Abstract
Patients with human immunodeficiency virus (HIV) are at risk of developing thrombosis
and are 8 to 10 times more likely to develop thrombosis than the general population.
Moreover, if they have hypercoagulable state they can have severe thrombosis and life-threatening
thrombotic events. The purpose of this retrospective study is to analyze hypercoagulable
state in HIV-seropositive patients who have been diagnosed with venous thromboembolism
(VTE). This study is a subgroup study of a larger cohort group of HIV-seropositive
patients with VTE followed up with our vascular medicine outpatient clinic. The patients
included for this study were HIV-seropositive patients with hypercoagulable state,
analyzed over the past 3 years, and followed prospectively. HIV-seropositive patients
with arterial thrombosis were excluded. These patients had minimum, regular follow-up
of 3 months, with a Doppler scan in the beginning and last follow-up. All the patients
were analyzed for hypercoagulable state and the patients selected in this study were
those who were tested positive for hypercoagulable state. All patients were analyzed
for age, gender, race, site of thrombosis, coagulation factors, lipid panel, type
of antiretroviral treatment, past or present history of infections or malignancy,
CD4 absolute and helper cell counts at the beginning of thrombosis, and response to
treatment and outcome.

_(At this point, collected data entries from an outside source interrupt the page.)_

PR #578, opened 2024-04-10
feat(sdk): add plan interval cycle toggle

rsbh:
This PR will add support for plan interval cycle toggle.
users can switch plan interval from billing screen.
Screenshot 2024-04-10 at 12 36 22 PM
Screenshot 2024-04-10 at 12 35 19 PM

### DIFF
--- a/sdks/js/packages/core/react/components/organization/billing/cycle-switch/index.tsx
+++ b/sdks/js/packages/core/react/components/organization/billing/cycle-switch/index.tsx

Patients with HIV with arterial thrombosis were excluded. The
study was approved by the ethics committee. Five patients were included in this study.
The mean age was 47.8 years (range 38 to 58 years). All were male patients with lower
limb thrombosis. Most common venous thrombosis was popliteal vein thrombosis, followed
by common femoral, superficial femoral, and external iliac thrombosis. Two patients
had deficiency of protein S, two had high homocysteine levels, one had deficiency
of antithrombin 3, and one had increase in anticardiolipin immunoglobulin G antibody.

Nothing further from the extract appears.